Анна Малигон. Переводы

Станислав Бельский
АННА МАЛИГОН (1984, Конотоп) — украинская поэтесса и писательница. Автор поэтических книг «Дзвінок у двері» (2003), «Переливання крові» (2012), «Покинутим кораблям» (2012), «Первісний дощ» (2013), «Burnt skin» (2016), «Розарій» (2020), романа «Навчи її робити це» (2013). Лауреат конкурсов «Молоде вино» (2001); «Гранослов» (2002); «Смолоскип» (2005, 2006, 2011), международной украино-немецкой премии имени Олеся Гончара (2009).

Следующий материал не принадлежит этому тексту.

PR #1533, opened 2022-02-16
Add CBA_fnc_weekDay

jonpas:
- Add a function that calculates date's day of the week using a modified Rata Die method with fractional years.
- Add unit tests for the function.

### DIFF
--- a/addons/common/CfgFunctions.hpp
+++ b/addons/common/CfgFunctions.hpp
@@ -114,6 +114,10 @@ class CfgFunctions {
             PATHTO_FNC(getNearestBuilding);
         };
 
+        class DateTime {
+            PATHTO_FNC(getWeekDay);
+        };
+
         class Misc {
             PATHTO_FNC(addPerFrameHandler);
             PATHTO_FNC(removePerFrameHandler);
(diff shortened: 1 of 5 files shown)


commy2:
CBA_fnc_weekDay

https://en.wikipedia.org/wiki/ISO_week_date

Should sunday be 0 or 7?
Is -1 a reasonable fallback?
Could the function or a variant thereof return strings, e.g. "MON"? Perhaps even (translated) stringtable entry?

jonpas:
Whichever.
Yes.
Sure.

jonpas:
For reference, `-1` will only return on invalid input. If we switch to 1-7 for days, invalid could also be 0.

PabstMirror (approved):

PabstMirror:
`[[2101,1,1]] call CBA_fnc_weekDay;` = 0
but https://www.timeanddate.com/calendar/?year=2101 says it should be a saturday
I think it's because 2100 isn't a leap year (even though it's divisible by 4)

hopefully arma 4 is out by then, so this shouldn't really be an issue 😄 (max mission date in arma is 2050)

PR #1538, opened 2022-03-23
Add magazine wells for GM CDLC

Dahlgren:
- Enable GM weapons to use magazines implementing CBA magazine wells
- Enable GM magazines to be used in other weapons implementing CBA magazine wells


Dahlgren:
Might be worth moving the magazine well definitions over into the conditional GM config to avoid cluttering config with invalid magazine definitions when GM isn't loaded

PabstMirror (approved):

addons/jam/jam_gm/config.cpp
```diff
@@ -1,8 +1,8 @@
 #include "script_component.hpp"
 
 class CfgPatches {
-    class ADDON {
-        name = ECSTRING(jam,component);
+    class SUBADDON  {
```
jonpas, line 4:
```suggestion
    class SUBADDON {
```

PR #525, opened 2020-03-17
fix: no empty strings in address space resources

pb82:
AMQ Online does not allow empty strings in an address plan resouce. Router or Broker can be either left out be defined. The spec however does not include `omitempty` which means even empty strings will be serialized to yaml. Instead of modifying the spec, this PR sets the previously undefined strings to `"0.0"`. This is the equivalent of not having them in the yaml.

Verification steps:

1. Create an address space in the AMQ Online console
2. Create one address of each type, standard and brokered
3. Make sure that all addresses are created successfully

### DIFF
--- a/pkg/products/amqonline/addressplans.go
+++ b/pkg/products/amqonline/addressplans.go
@@ -20,6 +20,7 @@ func GetDefaultAddressPlans(ns string) []*v1beta2.AddressPlan {
 				AddressType:      "topic",
 				Resources: v1beta2.AddressPlanResources{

Проживает в Киеве.

Перевёл с украинского Станислав Бельский


Another side

Я давно хотела спросить: как тебе там, с той стороны войны?
Кажется, там настолько тепло, что снег превращается в молоко,
а мальчик со скрипкой стоит целый год в футболке,
и голуби, подымаясь над ратушей,
зависают между снегом и музыкой,
словно растерянные пули – между душой и телом.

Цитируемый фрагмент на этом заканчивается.